Generally, if your MAGI is $150,000 or more ($75,000 or more if you are married filing separately), there is no special allowance.

----------------------------------------------------------------------------------------------------------------

 

Given what you've said here you could deduct losses of up to $25K on your income tax return.  Just to reiterate, this is not a credit against your income tax liability, it's a reduction of your taxable income.  The "tax effect" would depend on your marginal tax rate.
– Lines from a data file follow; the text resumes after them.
PR #477, opened 2025-09-25
Fix `private_gke_code_snippets` + other small fixes

MaciejKaras:
# Summary

This PR fixes `private_gke_code_snippets` tests that could not properly set the context:

>scripts/dev/contexts/private_gke_code_snippets: line 13: /data/mci/33f77d5e70bc4d8e19bb3f674e0743b1/src/github.com/mongodb/mongodb-kubernetes/scripts/dev/contexts/variables/funcs/gke: No such file or directory

The reason was `om80` context file replaced the `script_dir` variable that was also set and used in `private_gke_code_snippets`. After that the `script_dir` pointed to `./scripts/dev/contexts/variables` instead of `./scripts/dev/contexts/` and the `gke` script could not be found. The solution was to replace `script_dir` usage in `om80` script with `PROJECT_DIR`. It was also replaced in other scripts which had long path based on `script_dir`.

The other thing that was fixed is `switch_context` function. Previously because we concatenated result from multiple bash commands, we didn't consume the error code from actual command:

```
      script: |
        echo "Switching context"
        scripts/dev/switch_context.sh "${build_variant}"
        echo "Finished switching context"
```

## Proof of Work

Passing CI + manual patch for [private_gke_code_snippets](https://spruce.mongodb.com/version/68d50ec1cafe8c000760009e) .

## Checklist

### DIFF
--- a/.evergreen-functions.yml
+++ b/.evergreen-functions.yml
@@ -301,7 +301,6 @@ functions:
   # the task configures the set of tools necessary for any task working with K8 cluster:
   # installs kubectl, jq, kind (if necessary), configures docker authentication
   download_kube_tools:
-    - *switch_context
     - *setup_kubectl
     - *setup_jq
     # we need aws to configure docker authentication


scripts/dev/contexts/funcs/gke
```diff
@@ -1,3 +1,7 @@
+#!/usr/bin/env bash
+
+set -Eeou pipefail
```
lsierant, line 3: this is not necessary as the file is only sourced, not executed directly

MaciejKaras: True! At the same time it helps mark the file in IDE as bash script ;)

m1kola: > True! At the same time it helps mark the file in IDE as bash script ;)

Not requesting to change this. Just joining the chat :)

From my experience adding a shebang is usually enough for IDEs.

scripts/dev/contexts/variables/om60
```diff
@@ -2,12 +2,9 @@
 
 set -Eeou pipefail
 
-script_name=$(readlink -f "${BASH_SOURCE[0]}")
-script_dir=$(dirname "${script_name}")
-
 CUSTOM_OM_PREV_VERSION=6.0.0
 export CUSTOM_OM_PREV_VERSION
-CUSTOM_OM_VERSION=$(grep -E "^\s*-\s*&ops_manager_60_latest\s+(\S+)\s+#" <"${script_dir}"/../../../../.evergreen.yml | awk '{print $3}')
+CUSTOM_OM_VERSION=$(grep -E "^\s*-\s*&ops_manager_60_latest\s+(\S+)\s+#" <"${PROJECT_DIR}"/.evergreen.yml | awk '{print $3}')
```
m1kola, line 7: Not something for this PR, but I think we should switch for yq/jq for reading yaml/json instead of awk.

m1kola (approved):

scripts/dev/contexts/funcs/gke
MaciejKaras: Yeah, I thought that Łukasz commented all added lines. But I agree pipefail is not needed, but also harmless ;)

View solution in original post

Level 20

Depreciation and earned income


@TomYoung wrote:
  • $12,500 for married individuals who file separate returns for the tax year and lived apart from their spouses at all times during the tax year, and


True, but I am not sure we know whether the OP lived apart from his/her spouse at all times during the tax year.

Level 7

Depreciation and earned income

I live with my wife. The MFS is because of student loans and repayment plans... :( 

 

Knowing that, where does that put me in the grand scheme of things with this? Thank you so much! 

Level 20

Depreciation and earned income


@Jaredhaxton wrote:

I live with my wife. The MFS is because of student loans and repayment plans... :( 

 

Knowing that, where does that put me in the grand scheme of things with this? Thank you so much! 
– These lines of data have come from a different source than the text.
PR #486, opened 2025-10-01
[DO NOT REVIEW] WIP

Julien-Ben:
# Summary

Examining the differences between the controllers of single- and multi-cluster replica sets.
Clean up the single cluster controller reconcile loop.

### DIFF
--- a/.gitignore
+++ b/.gitignore
@@ -93,3 +93,7 @@ docs/**/test.sh.run.log
 dist
 logs
 *.run.log
+
+# AI
+.mcp.json
+CLAUDE.md
--- a/controllers/om/replicaset/om_replicaset.go
+++ b/controllers/om/replicaset/om_replicaset.go
@@ -30,6 +30,16 @@ func BuildFromStatefulSetWithReplicas(mongoDBImage string, forceEnterprise bool,
 	return rsWithProcesses
 }
 
+// BuildFromMongoDBWithReplicas returns a replica set that can be set in the Automation Config
+// based on the given MongoDB resource directly without requiring a StatefulSet.
+func BuildFromMongoDBWithReplicas(mongoDBImage string, forceEnterprise bool, mdb *mdbv1.MongoDB, replicas int, fcv string, tlsCertPath string) om.ReplicaSetWithProcesses {
+	members := process.CreateMongodProcessesFromMongoDB(mongoDBImage, forceEnterprise, mdb, replicas, fcv, tlsCertPath)
+	replicaSet := om.NewReplicaSet(mdb.Name, mdb.Spec.GetMongoDBVersion())
+	rsWithProcesses := om.NewReplicaSetWithProcesses(replicaSet, members, mdb.Spec.GetMemberOptions())
+	rsWithProcesses.SetHorizons(mdb.Spec.GetHorizonConfig())
+	return rsWithProcesses
+}
+
 // PrepareScaleDownFromMap performs additional steps necessary to make sure removed members are not primary (so no
 // election happens and replica set is available) (see
 // https://jira.mongodb.org/browse/HELP-3818?focusedCommentId=1548348 for more details)
--- a/controllers/om/replicaset/om_replicaset.go
+++ b/controllers/om/replicaset/om_replicaset.go
@@ -97,8 +97,8 @@ func PrepareScaleDownFromMap(omClient om.Connection, rsMembers map[string][]stri
 	return nil
 }
 
-func PrepareScaleDownFromStatefulSet(omClient om.Connection, statefulSet appsv1.StatefulSet, rs *mdbv1.MongoDB, log *zap.SugaredLogger) error {
-	_, podNames := dns.GetDnsForStatefulSetReplicasSpecified(statefulSet, rs.Spec.GetClusterDomain(), rs.Status.Members, nil)
+func PrepareScaleDownFromMongoDB(omClient om.Connection, rs *mdbv1.MongoDB, log *zap.SugaredLogger) error {
+	_, podNames := dns.GetDNSNames(rs.Name, rs.ServiceName(), rs.Namespace, rs.Spec.GetClusterDomain(), rs.Status.Members, rs.Spec.DbCommonSpec.GetExternalDomain())
 	podNames = podNames[scale.ReplicasThisReconciliation(rs):rs.Status.Members]
 
 	if len(podNames) != 1 {
--- a/controllers/operator/mongodbmultireplicaset_controller.go
+++ b/controllers/operator/mongodbmultireplicaset_controller.go
@@ -152,6 +152,7 @@ func (r *ReconcileMongoDbMultiReplicaSet) Reconcile(ctx context.Context, request
 	if err != nil {
 		return r.updateStatus(ctx, &mrs, workflow.Failed(xerrors.Errorf("error establishing connection to Ops Manager: %w", err)), log)
 	}
+	// TODO: need to ensure supported OM version ?
 
 	log = log.With("MemberCluster Namespace", mrs.Namespace)
 
@@ -165,11 +166,9 @@ func (r *ReconcileMongoDbMultiReplicaSet) Reconcile(ctx context.Context, request
 	}
 
 	r.SetupCommonWatchers(&mrs, nil, nil, mrs.Name)
+	// TODO: Need equivalent of validateMongoDBResource and checkIfHasExcessProcesses here ?
 
-	publishAutomationConfigFirst, err := r.publishAutomationConfigFirstMultiCluster(ctx, &mrs, log)
-	if err != nil {
-		return r.updateStatus(ctx, &mrs, workflow.Failed(err), log)
-	}
+	// TODO: ensure feature controls ?
 
 	// If tls is enabled we need to configure the "processes" array in opsManager/Cloud Manager with the
 	// correct tlsCertPath, with the new tls design, this path has the certHash in it(so that cert can be rotated
@@ -192,6 +191,8 @@ func (r *ReconcileMongoDbMultiReplicaSet) Reconcile(ctx context.Context, request
 		}
 	}
 
+	// TODO: agentCertSecretSelector ?
+
 	agentCertSecretName := mrs.GetSecurity().AgentClientCertificateSecretName(mrs.GetName())
 	agentCertHash, agentCertPath := r.agentCertHashAndPath(ctx, log, mrs.Namespace, agentCertSecretName, "")
 
@@ -208,6 +209,12 @@ func (r *ReconcileMongoDbMultiReplicaSet) Reconcile(ctx context.Context, request
 		if automationConfigError != nil {
 			log.Errorf("Recovery failed because of Automation Config update errors, %w", automationConfigError)
 		}
+	}
+
+	// TODO: review conditions for publishing AC first
+	publishAutomationConfigFirst, err := r.publishAutomationConfigFirstMultiCluster(ctx, &mrs, log)
+	if err != nil {
+		return r.updateStatus(ctx, &mrs, workflow.Failed(err), log)
 	}
 
 	status := workflow.RunInGivenOrder(publishAutomationConfigFirst,
@@ -260,6 +267,10 @@ func (r *ReconcileMongoDbMultiReplicaSet) Reconcile(ctx context.Context, request
 	return r.updateStatus(ctx, &mrs, workflow.OK(), log, mdbstatus.NewPVCsStatusOptionEmptyStatus())
 }
 
+// TODO: in multi cluster, the below function only checks a subset of conditions compared to the shared "publishAutomationConfigFirst" in common_controller.go,
+//
+//	which is used for single cluster replica set. Why, and are these enough ?
+//
 // publishAutomationConfigFirstMultiCluster returns a boolean indicating whether Ops Manager
 // needs to be updated before the StatefulSets are created for this resource.
 func (r *ReconcileMongoDbMultiReplicaSet) publishAutomationConfigFirstMultiCluster(ctx context.Context, mrs *mdbmultiv1.MongoDBMultiCluster, log *zap.SugaredLogger) (bool, error) {
--- a/controllers/operator/mongodbmultireplicaset_controller.go
+++ b/controllers/operator/mongodbmultireplicaset_controller.go
@@ -530,6 +530,7 @@ func (r *ReconcileMongoDbMultiReplicaSet) reconcileStatefulSets(ctx context.Cont
 			}
 		}
 
+		// TODO: make a separate function similar to `buildStatefulSetOptions` in single rs controller?
 		opts := mconstruct.MultiClusterReplicaSetOptions(
 			mconstruct.WithClusterNum(clusterNum),
 			Replicas(replicasThisReconciliation),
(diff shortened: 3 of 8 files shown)


api/v1/search/zz_generated.deepcopy.go
```diff
@@ -159,7 +159,7 @@ func (in *MongoDBSearchSpec) DeepCopyInto(out *MongoDBSearchSpec) {
 		*out = new(v1.ResourceRequirements)
 		(*in).DeepCopyInto(*out)
 	}
-	out.Security = in.Security
+	in.Security.DeepCopyInto(&out.Security)
```
m1kola: This file seems to be generated. Why did it change?

.gitignore
```diff
@@ -93,3 +93,7 @@ docs/**/test.sh.run.log
 dist
 logs
 *.run.log
+
+# AI
+.mcp.json
+CLAUDE.md
```
m1kola: I would suggest to submit a separate tiny PR for this.

api/v1/search/zz_generated.deepcopy.go
Julien-Ben: Good catch, I had a controller gen version mismatch at some point. Reverted

.gitignore
Julien-Ben: Makes sense, reverted

controllers/operator/mongodbmultireplicaset_controller.go
```diff
@@ -210,6 +205,11 @@ func (r *ReconcileMongoDbMultiReplicaSet) Reconcile(ctx context.Context, request
 		}
 	}
 
+	publishAutomationConfigFirst, err := r.publishAutomationConfigFirstMultiCluster(ctx, &mrs, log)
```
Julien-Ben, line 208: Brought it closer to where it's actually used

controllers/om/replicaset/om_replicaset.go
```diff
@@ -65,30 +75,13 @@ func PrepareScaleDownFromMap(omClient om.Connection, rsMembers map[string][]stri
 		log.Debugw("Marked replica set members as non-voting", "replica set with members", rsMembers)
 	}
 
-	// TODO practice shows that automation agents can get stuck on setting db to "disabled" also it seems that this process
```
Julien-Ben, line 68: This comment was old (<2022)

controllers/operator/mongodbreplicaset_controller.go
```diff
@@ -108,6 +117,7 @@ func newReplicaSetReconciler(ctx context.Context, kubeClient client.Client, imag
 // Reconcile reads that state of the cluster for a MongoDbReplicaSet object and makes changes based on the state read
 // and what is in the MongoDbReplicaSet.Spec
 func (r *ReconcileMongoDbReplicaSet) Reconcile(ctx context.Context, request reconcile.Request) (res reconcile.Result, e error) {
+	// === 1. Initial Checks and setup
```
Julien-Ben, line 120: I added these as helpers for myself at the beginning of the refactoring, to keep track of where I was in the hundreds of lines of the reconcile loop

I'm okay to remove them now if they feel like noise more than useful comments

controllers/om/process/om_process_test.go
```diff
@@ -0,0 +1,230 @@
...
+	"github.com/mongodb/mongodb-kubernetes/pkg/util/maputil"
+)
+
+const (
+	defaultMongoDBImage = "mongodb/mongodb-enterprise-server:7.0.0"
+	defaultFCV          = "7.0"
+	defaultNamespace    = "test-namespace"
+)
+
+func TestCreateMongodProcessesFromMongoDB(t *testing.T) {
```
m1kola, line 19: This test and `TestCreateMongodProcessesFromMongoDB_AdditionalConfig` seem to be testing `om.NewMongodProcess` (already has own unit tests) and `dns.GetDNSNames` (doesn't have own unit tests).

I think it is better to unit-test `om.NewMongodProcess` and `dns.GetDNSNames` separately. Once you have unit tests for these building blocks you wouldn't need to test the integration so thoroughly.

This also would (indirectly) cover `WaitForRsAgentsToRegisterByResource` and other places where these functions used.

controllers/operator/mongodbreplicaset_controller.go
```diff
@@ -155,153 +165,99 @@ func (r *ReconcileMongoDbReplicaSet) Reconcile(ctx context.Context, request reco
...
-
-	internalClusterCertPath := ""
-	if internalClusterCertHash != "" {
-		internalClusterCertPath = fmt.Sprintf("%s%s", util.InternalClusterAuthMountPath, internalClusterCertHash)
+	deploymentOpts := deploymentOptionsRS{
+		prometheusCertHash:   prometheusCertHash,
+		agentCertPath:        agentCertPath,
+		agentCertHash:        agentCertHash,
+		currentAgentAuthMode: currentAgentAuthMode,
 	}
```
m1kola, line 216: Nit: I think a long list of arguments is better than a struct. It is easier to pass a struct around, but arguments are more explicit: you only pass what you need in a given function. With plain arguments it is easier to spot unused arguments as well.

 There is also no question like - why some cert related stuff is in the struct, but `tlsCertPath` and `internalClusterCertPath` is not?

I would leave arguments as is.

lucian-tosa: I agree with Mikalai here, it is a bit confusing

controllers/operator/mongodbreplicaset_controller.go
```diff
@@ -333,6 +289,57 @@ func (r *ReconcileMongoDbReplicaSet) Reconcile(ctx context.Context, request reco
 	return r.updateStatus(ctx, rs, workflow.OK(), log, mdbstatus.NewBaseUrlOption(deployment.Link(conn.BaseURL(), conn.GroupID())), mdbstatus.MembersOption(rs), mdbstatus.NewPVCsStatusOptionEmptyStatus())
 }
 
+func publishAutomationConfigFirstRS(ctx context.Context, getter kubernetesClient.Client, mdb mdbv1.MongoDB, lastSpec *mdbv1.MongoDbSpec, currentAgentAuthMode string, sslMMSCAConfigMap string, log *zap.SugaredLogger) bool {
```
lucian-tosa, line 291: Why define a new function here? There is a very similar one in common controller?

controllers/operator/mongodbreplicaset_controller.go
Julien-Ben: That's a valid concern, I hesitated and did it mostly to match what we do in the sharded cluster controller:

```
type deploymentOptions struct {
	podEnvVars           *env.PodEnvVars
	currentAgentAuthMode string
	caFilePath           string
	agentCertPath        string
	agentCertHash        string
	certTLSType          map[string]bool
	finalizing           bool
	processNames         []string
	prometheusCertHash   string
}
```

If we decide to keep the struct, I will put more variables into it for sure while working on the unification, for more consistency.

I'm happy to hear the team's opinion about this

controllers/operator/mongodbreplicaset_controller.go
```diff
@@ -488,22 +617,22 @@ func (r *ReconcileMongoDbReplicaSet) updateOmDeploymentRs(ctx context.Context, c
...
 		secretsClient:      r.SecretClient,
 		namespace:          rs.GetNamespace(),
-		prometheusCertHash: prometheusCertHash,
+		prometheusCertHash: deploymentOptionsRS.prometheusCertHash,
 	}
 
 	err = conn.ReadUpdateDeployment(
 		func(d om.Deployment) error {
-			if shouldMirrorKeyfileForMongot {
+			if shouldMirrorKeyfile {
```
lucian-tosa: nit: Why did you rename this variable? It might be a bit too vague now

controllers/operator/mongodbreplicaset_controller.go
```diff
@@ -155,153 +165,99 @@ func (r *ReconcileMongoDbReplicaSet) Reconcile(ctx context.Context, request reco
...
-	)
-
-	caFilePath := fmt.Sprintf("%s/ca-pem", util.TLSCaMountPath)
-
-	if err := r.reconcileHostnameOverrideConfigMap(ctx, log, r.client, *rs); err != nil {
-		return r.updateStatus(ctx, rs, workflow.Failed(xerrors.Errorf("Failed to reconcileHostnameOverrideConfigMap: %w", err)), log)
+	prometheusCertHash, err := certs.EnsureTLSCertsForPrometheus(ctx, r.SecretClient, rs.GetNamespace(), rs.GetPrometheus(), certs.Database, log)
+	if err != nil {
+		log.Infof("Could not generate certificates for Prometheus: %s", err)
+		return r.updateStatus(ctx, rs, workflow.Failed(err), log)
```
anandsyncs:
```suggestion
		return r.updateStatus(ctx, rs, workflow.Failed(xerrors.Errorf("could not generate certificates for Prometheus: %w", err)), log)
```

other errors are more descriptive, is it better to clarify this one too?

controllers/operator/mongodbreplicaset_controller.go
```diff
@@ -333,6 +289,57 @@ func (r *ReconcileMongoDbReplicaSet) Reconcile(ctx context.Context, request reco
...
+		}
+
+		log.Debugw(fmt.Sprintf("Error getting StatefulSet %s", namespacedName), "error", err)
+		return false
+	}
+
+	databaseContainer := container.GetByName(util.DatabaseContainerName, currentSts.Spec.Template.Spec.Containers)
+	volumeMounts := databaseContainer.VolumeMounts
+
+	if !mdb.Spec.Security.IsTLSEnabled() && wasTLSSecretMounted(ctx, getter, currentSts, mdb, log) {
```
anandsyncs, line 308: We probably need a nil check on `.Security`

controllers/operator/mongodbreplicaset_controller.go
```diff
@@ -449,36 +567,47 @@ func AddReplicaSetController(ctx context.Context, mgr manager.Manager, imageUrls
 
 // updateOmDeploymentRs performs OM registration operation for the replicaset. So the changes will be finally propagated
 // to automation agents in containers
-func (r *ReconcileMongoDbReplicaSet) updateOmDeploymentRs(ctx context.Context, conn om.Connection, membersNumberBefore int, rs *mdbv1.MongoDB, set appsv1.StatefulSet, log *zap.SugaredLogger, agentCertPath, caFilePath, tlsCertPath, internalClusterCertPath string, prometheusCertHash string, isRecovering bool, shouldMirrorKeyfileForMongot bool) workflow.Status {
+func (r *ReconcileMongoDbReplicaSet) updateOmDeploymentRs(ctx context.Context, conn om.Connection, membersNumberBefore int, rs *mdbv1.MongoDB, log *zap.SugaredLogger, tlsCertPath, internalClusterCertPath string, deploymentOptionsRS deploymentOptionsRS, shouldMirrorKeyfile bool, isRecovering bool) workflow.Status {
```
anandsyncs: `updateOmDeploymentRs` is carrying a lot of responsibilities: waiting for agents, TLS disable coordination, replica-set building, authentication sync, automation-config reconciliation, and cleanup. 
 
```go
func (r *ReconcileMongoDbReplicaSet) updateOmDeploymentRs(
ctx context.Context,
conn om.Connection,
membersBefore int,
rs *mdbv1.MongoDB,
log *zap.SugaredLogger,
tlsCertPath, internalClusterCertPath string,
opts deploymentOptionsRS,
shouldMirrorKeyfile, isRecovering bool,
) workflow.Status {
inputs, status := r.prepareOmDeploymentInputs(ctx, conn, membersBefore, rs, tlsCertPath, opts, shouldMirrorKeyfile, isRecovering, log)
if !status.IsOK() {
return status
}
 
if status := r.applyReplicaSetAutomation(ctx, conn, rs, inputs, internalClusterCertPath, log); !status.IsOK() {
return status
}
 
return r.finalizeOmDeployment(ctx, conn, rs, membersBefore, inputs, internalClusterCertPath, isRecovering, log)
}
```
 
Each helper focuses on one concern:
 
```go
type omDeploymentInputs struct {
replicasTarget           int
replicaSet               replicaset.ReplicaSet
processNames             []string
prometheusConfiguration  PrometheusConfiguration
additionalReconcileNeeded bool
}
 
func (r *ReconcileMongoDbReplicaSet) prepareOmDeploymentInputs(...) (omDeploymentInputs, workflow.Status) { /* wait for agents, handle TLS disable, build replicaSet */ }
 
func (r *ReconcileMongoDbReplicaSet) applyReplicaSetAutomation(...) workflow.Status { /* auth reconciliation + ReadUpdateDeployment */ }
 
func (r *ReconcileMongoDbReplicaSet) finalizeOmDeployment(...) workflow.Status { /* wait for ready, log rotate, host diff, backup */ }
```

controllers/operator/mongodbreplicaset_controller.go
anandsyncs: I would say that even this is too long, something like `applyOverrides` would be sufficient.
If you feel that this would not make the purpose of the variable clear enough it is because the function is too big and a lot is going on here.
It should ideally be broken into smaller chunks called by an orchestrator function so that flow of logic is easier to follow.

I have posted a comment above about this.

https://go.dev/wiki/CodeReviewComments#variable-names

controllers/operator/mongodbreplicaset_controller.go
anandsyncs: You can also use parameters instead of `omDeploymentInputs`

controllers/operator/mongodbreplicaset_controller.go
Julien-Ben: In the spirit of this PR, for two reasons: better separation of concerns, and to follow multi cluster controller pattern.

The existing function in common controller needs the `rsConfig` object, which we don't need to compute in the main reconcile loop, we can do it when we reconcile kubernetes resources, inside the dedicated function.

So I rewrote this one so that it only needs the mdb (`mdbv1.MongoDB`) resource (and last specs).

I followed the pattern that is in multi cluster rs.

On top of that it will give me more flexibility for the actual unification

controllers/operator/mongodbreplicaset_controller.go
Julien-Ben: I took it from the common controller, I haven't written it myself, so I will mark it as follow up, but I think we have guardrails against nil Security at initialization, otherwise we would have observed panics already 😅

controllers/operator/mongodbreplicaset_controller.go
Julien-Ben: Same remark as in the other comment, I'll mark it as follow up to not increase the size of the PR, since I just slightly modified the method here.
But if I have time during the unification implementation, I'll make sure to do it ! Thanks for the suggestion

controllers/operator/mongodbreplicaset_controller.go
Julien-Ben: Reverted

controllers/operator/mongodbreplicaset_controller.go
Julien-Ben: good catch, done

controllers/om/process/om_process_test.go
Julien-Ben: Great point, I tested the underlying function instead

controllers/operator/mongodbreplicaset_controller.go
m1kola: I don't find any initialisation. Most of the time we do `mdb.GetSecurity()` which returns an empty `Security` value if `mdb.Spec.Security` is `nil`.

I think the following statement from the IRS publication is pretty clear:

 

The special allowance isn’t available if you were married, lived with your spouse at any time during the year, and are filing a separate return.

Level 7

Depreciation and earned income

Yeah... pretty clear... haha. Ouch! Thank you so much! 

Level 17

Depreciation and earned income

I missed the "MFS" point.

Level 7

Depreciation and earned income

Here are my takeaways... Thank you to everyone who replied!

 

1. Putting a rental into an LLC is dumb and useless. Just increase liability insurance. It is cheap!

 

2. Find a fix for my wife's student loans so we can file jointly so we can reap the full benefits of owning rental. 

 

3. Schedule C income/losses and schedule E income/losses are completely different and never affect each other... if it weren't for the special allowance in specific cases that do not apply to me currently

 

4. TurboTax forums are awesome! Knowledgeable people actually willing to help the less-seasoned among us! Thank you everyone!